--- INFORMATION Enclosed Below ---

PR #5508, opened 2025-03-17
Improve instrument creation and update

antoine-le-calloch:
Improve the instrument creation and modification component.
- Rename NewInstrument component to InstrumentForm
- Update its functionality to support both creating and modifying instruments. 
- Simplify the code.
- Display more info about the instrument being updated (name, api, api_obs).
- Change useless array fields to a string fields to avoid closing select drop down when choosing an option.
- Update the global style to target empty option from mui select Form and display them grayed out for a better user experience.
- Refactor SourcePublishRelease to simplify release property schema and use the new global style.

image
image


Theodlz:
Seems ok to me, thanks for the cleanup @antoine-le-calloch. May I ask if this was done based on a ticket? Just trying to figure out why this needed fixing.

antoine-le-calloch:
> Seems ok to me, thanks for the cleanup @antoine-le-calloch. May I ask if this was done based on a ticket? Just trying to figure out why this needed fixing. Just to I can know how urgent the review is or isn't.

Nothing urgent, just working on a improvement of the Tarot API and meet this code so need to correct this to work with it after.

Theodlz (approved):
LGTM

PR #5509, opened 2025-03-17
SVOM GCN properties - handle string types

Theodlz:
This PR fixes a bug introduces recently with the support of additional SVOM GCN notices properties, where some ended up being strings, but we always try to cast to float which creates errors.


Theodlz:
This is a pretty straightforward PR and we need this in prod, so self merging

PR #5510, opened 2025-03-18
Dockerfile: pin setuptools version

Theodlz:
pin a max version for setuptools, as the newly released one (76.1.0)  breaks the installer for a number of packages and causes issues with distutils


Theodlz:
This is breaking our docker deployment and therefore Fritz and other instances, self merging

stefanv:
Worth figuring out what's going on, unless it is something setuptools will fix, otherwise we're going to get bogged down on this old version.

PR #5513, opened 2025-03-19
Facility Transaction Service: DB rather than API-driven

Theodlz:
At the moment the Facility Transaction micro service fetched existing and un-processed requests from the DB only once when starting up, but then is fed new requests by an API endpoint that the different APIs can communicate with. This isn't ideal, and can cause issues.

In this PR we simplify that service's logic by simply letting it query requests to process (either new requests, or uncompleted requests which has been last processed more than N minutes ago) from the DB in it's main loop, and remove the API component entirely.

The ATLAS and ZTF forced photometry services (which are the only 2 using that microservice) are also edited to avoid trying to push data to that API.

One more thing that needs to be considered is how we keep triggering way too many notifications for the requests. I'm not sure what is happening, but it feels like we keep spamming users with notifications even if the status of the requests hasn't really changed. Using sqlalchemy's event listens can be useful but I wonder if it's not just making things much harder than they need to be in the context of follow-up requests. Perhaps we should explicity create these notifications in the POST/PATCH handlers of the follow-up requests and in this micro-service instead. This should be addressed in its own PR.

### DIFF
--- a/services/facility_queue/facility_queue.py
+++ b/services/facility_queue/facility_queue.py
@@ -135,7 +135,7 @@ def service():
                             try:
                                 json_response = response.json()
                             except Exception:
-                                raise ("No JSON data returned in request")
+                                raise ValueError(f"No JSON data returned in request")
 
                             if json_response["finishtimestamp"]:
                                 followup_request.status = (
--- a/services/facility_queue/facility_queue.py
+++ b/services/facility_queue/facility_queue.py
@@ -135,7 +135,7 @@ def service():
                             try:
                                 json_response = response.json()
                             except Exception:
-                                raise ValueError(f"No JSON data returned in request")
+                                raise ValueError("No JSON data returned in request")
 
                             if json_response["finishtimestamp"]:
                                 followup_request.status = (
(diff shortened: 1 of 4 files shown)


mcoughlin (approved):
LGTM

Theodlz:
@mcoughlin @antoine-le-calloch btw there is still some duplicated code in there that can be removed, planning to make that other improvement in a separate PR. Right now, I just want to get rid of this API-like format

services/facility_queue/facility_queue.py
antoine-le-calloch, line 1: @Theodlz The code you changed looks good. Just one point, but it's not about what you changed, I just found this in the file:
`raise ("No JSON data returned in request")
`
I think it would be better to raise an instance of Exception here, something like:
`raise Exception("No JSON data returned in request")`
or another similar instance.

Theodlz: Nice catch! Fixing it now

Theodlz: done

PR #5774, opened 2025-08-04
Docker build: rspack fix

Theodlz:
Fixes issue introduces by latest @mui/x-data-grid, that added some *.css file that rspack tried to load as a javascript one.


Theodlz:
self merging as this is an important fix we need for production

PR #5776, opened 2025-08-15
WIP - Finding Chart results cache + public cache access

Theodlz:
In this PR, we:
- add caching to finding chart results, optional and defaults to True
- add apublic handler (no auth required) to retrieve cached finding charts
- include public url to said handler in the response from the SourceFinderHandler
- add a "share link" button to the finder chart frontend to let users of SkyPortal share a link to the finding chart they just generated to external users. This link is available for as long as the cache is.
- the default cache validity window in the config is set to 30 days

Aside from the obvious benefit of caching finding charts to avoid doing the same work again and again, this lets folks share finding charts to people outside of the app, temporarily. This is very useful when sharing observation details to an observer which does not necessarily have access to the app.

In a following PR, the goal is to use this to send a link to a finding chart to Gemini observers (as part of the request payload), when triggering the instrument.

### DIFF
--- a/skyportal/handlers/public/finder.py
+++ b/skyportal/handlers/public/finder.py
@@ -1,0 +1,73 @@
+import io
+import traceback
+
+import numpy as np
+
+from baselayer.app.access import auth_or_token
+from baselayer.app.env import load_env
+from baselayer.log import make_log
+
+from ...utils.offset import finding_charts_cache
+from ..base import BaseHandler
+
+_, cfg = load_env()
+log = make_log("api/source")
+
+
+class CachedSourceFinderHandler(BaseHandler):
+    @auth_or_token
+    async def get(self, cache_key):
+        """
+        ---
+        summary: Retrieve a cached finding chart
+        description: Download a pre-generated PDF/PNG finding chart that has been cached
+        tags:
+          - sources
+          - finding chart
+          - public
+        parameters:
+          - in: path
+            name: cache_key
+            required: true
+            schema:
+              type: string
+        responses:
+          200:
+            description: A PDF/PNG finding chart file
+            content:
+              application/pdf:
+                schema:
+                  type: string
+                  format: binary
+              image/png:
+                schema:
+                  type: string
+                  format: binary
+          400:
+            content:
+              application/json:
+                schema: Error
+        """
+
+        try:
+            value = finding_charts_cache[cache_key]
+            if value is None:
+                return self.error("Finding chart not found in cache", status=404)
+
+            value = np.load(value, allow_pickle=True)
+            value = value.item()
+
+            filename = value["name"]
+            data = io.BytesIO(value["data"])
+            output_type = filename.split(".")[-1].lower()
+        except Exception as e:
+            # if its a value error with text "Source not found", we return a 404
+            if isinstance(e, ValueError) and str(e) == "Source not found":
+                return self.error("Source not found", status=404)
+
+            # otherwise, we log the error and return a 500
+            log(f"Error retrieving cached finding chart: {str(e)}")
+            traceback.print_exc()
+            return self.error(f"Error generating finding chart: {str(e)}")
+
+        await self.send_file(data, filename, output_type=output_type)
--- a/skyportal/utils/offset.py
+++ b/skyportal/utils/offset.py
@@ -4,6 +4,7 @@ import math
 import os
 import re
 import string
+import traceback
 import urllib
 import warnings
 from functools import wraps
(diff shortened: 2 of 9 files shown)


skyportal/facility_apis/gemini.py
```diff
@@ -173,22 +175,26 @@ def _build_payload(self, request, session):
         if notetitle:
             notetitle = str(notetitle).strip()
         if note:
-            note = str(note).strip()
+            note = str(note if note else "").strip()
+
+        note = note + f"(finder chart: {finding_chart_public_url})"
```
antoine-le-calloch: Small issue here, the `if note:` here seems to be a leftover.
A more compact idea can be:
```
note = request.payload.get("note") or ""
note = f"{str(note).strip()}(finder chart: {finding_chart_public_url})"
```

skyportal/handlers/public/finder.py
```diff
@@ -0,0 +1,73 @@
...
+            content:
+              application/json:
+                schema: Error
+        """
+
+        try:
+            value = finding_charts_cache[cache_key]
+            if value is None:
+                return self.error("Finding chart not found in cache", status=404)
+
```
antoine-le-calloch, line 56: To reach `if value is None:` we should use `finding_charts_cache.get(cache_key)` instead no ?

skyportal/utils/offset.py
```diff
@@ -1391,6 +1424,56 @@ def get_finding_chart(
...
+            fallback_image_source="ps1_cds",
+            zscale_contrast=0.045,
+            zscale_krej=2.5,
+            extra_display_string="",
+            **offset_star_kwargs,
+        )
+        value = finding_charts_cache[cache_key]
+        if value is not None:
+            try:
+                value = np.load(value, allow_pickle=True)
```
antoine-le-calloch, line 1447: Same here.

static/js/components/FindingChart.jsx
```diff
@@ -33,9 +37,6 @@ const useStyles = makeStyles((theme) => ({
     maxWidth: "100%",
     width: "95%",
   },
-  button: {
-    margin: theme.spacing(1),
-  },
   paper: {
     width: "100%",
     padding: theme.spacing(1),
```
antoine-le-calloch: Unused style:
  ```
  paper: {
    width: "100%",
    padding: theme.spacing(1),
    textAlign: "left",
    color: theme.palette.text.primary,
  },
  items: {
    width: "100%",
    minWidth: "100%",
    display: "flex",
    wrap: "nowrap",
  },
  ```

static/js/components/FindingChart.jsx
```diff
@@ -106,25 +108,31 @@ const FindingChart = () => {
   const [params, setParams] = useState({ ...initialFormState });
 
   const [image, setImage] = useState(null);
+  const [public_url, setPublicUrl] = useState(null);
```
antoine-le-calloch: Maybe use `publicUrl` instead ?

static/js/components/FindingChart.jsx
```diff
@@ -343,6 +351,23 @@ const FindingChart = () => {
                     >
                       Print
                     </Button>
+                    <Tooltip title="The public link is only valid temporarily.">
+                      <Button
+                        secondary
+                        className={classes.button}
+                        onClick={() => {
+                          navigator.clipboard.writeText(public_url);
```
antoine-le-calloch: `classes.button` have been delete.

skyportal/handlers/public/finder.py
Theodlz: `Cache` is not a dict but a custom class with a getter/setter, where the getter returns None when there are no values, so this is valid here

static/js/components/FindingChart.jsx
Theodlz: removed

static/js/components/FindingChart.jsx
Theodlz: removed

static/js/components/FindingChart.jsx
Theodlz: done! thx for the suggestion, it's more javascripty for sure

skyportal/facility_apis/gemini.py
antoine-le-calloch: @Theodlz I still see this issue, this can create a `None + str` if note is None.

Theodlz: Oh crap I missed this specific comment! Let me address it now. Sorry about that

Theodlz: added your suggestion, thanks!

--- End of Enclosed INFORMATION ---
--- INFORMATION Enclosed Below ---

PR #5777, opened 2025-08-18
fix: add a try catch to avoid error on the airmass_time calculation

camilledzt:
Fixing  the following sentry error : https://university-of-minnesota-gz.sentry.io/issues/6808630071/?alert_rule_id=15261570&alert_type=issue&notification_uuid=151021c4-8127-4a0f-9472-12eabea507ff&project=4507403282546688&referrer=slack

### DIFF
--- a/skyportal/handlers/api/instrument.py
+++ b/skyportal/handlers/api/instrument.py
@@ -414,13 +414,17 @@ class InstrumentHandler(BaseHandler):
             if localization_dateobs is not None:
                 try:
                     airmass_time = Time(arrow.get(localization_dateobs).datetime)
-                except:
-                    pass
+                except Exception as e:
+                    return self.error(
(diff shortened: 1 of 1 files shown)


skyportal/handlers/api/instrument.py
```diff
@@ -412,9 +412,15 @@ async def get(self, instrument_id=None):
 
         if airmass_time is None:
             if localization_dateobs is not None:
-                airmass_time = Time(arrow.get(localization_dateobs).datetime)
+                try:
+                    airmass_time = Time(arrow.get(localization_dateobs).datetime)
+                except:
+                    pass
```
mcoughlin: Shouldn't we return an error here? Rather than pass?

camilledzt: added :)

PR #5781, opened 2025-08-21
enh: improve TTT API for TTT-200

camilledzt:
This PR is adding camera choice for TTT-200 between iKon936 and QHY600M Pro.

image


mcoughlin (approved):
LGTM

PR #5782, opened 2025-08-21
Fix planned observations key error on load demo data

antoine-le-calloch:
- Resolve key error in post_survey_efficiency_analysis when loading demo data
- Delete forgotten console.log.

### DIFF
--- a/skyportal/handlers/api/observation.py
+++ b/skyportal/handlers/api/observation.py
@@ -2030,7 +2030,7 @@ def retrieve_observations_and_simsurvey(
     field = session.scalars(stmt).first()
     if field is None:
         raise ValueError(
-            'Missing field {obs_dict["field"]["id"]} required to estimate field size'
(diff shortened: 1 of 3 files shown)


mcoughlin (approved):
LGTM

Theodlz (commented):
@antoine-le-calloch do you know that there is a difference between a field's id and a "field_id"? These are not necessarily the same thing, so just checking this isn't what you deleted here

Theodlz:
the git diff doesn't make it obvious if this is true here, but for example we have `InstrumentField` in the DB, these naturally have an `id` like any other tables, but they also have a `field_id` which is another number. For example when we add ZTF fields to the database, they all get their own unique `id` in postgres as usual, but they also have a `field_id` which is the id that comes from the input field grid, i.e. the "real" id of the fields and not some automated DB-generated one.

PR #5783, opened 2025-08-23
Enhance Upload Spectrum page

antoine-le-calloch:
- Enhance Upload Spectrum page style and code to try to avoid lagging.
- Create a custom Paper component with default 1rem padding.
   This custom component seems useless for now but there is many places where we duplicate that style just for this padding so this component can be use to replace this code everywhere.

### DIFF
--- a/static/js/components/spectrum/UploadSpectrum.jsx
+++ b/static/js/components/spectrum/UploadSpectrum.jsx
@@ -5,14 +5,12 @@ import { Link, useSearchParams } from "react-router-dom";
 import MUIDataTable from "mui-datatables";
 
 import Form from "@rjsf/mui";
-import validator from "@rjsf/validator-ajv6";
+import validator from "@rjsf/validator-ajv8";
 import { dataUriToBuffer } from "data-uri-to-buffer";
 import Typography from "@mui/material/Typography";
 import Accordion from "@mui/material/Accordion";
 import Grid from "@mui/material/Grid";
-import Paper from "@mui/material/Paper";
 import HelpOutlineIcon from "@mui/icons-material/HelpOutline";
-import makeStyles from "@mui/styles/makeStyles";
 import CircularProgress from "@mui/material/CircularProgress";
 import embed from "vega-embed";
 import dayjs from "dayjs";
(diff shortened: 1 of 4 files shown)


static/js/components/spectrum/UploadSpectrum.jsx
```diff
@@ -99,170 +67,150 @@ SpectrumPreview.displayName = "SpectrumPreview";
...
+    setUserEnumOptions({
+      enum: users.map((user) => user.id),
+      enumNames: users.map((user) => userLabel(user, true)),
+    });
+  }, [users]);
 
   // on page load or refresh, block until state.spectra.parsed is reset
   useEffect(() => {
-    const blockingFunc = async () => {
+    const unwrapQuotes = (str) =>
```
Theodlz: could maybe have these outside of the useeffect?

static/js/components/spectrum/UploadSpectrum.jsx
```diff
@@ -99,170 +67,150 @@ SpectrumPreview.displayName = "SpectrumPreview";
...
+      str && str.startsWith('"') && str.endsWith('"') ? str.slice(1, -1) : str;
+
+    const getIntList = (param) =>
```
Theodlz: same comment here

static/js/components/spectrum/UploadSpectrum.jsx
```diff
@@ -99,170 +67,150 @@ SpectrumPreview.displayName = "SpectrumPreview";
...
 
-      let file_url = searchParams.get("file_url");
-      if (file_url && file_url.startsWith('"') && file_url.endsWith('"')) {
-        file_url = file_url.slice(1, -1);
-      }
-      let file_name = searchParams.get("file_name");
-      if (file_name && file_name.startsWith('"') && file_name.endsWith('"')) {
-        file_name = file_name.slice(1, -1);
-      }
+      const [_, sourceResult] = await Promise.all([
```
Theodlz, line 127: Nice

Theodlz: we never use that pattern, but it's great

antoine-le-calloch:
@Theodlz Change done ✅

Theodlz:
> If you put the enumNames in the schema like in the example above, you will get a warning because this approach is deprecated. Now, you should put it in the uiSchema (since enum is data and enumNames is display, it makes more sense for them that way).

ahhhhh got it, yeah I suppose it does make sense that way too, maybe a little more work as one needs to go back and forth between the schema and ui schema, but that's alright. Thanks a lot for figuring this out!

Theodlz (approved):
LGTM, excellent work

--- End of Enclosed INFORMATION ---

_EXERCISE_
Apply a filter for "notetitle" to the data above, then copy each line that matches.

_EXERCISE SOLUTION_
         if notetitle:
             notetitle = str(notetitle).strip()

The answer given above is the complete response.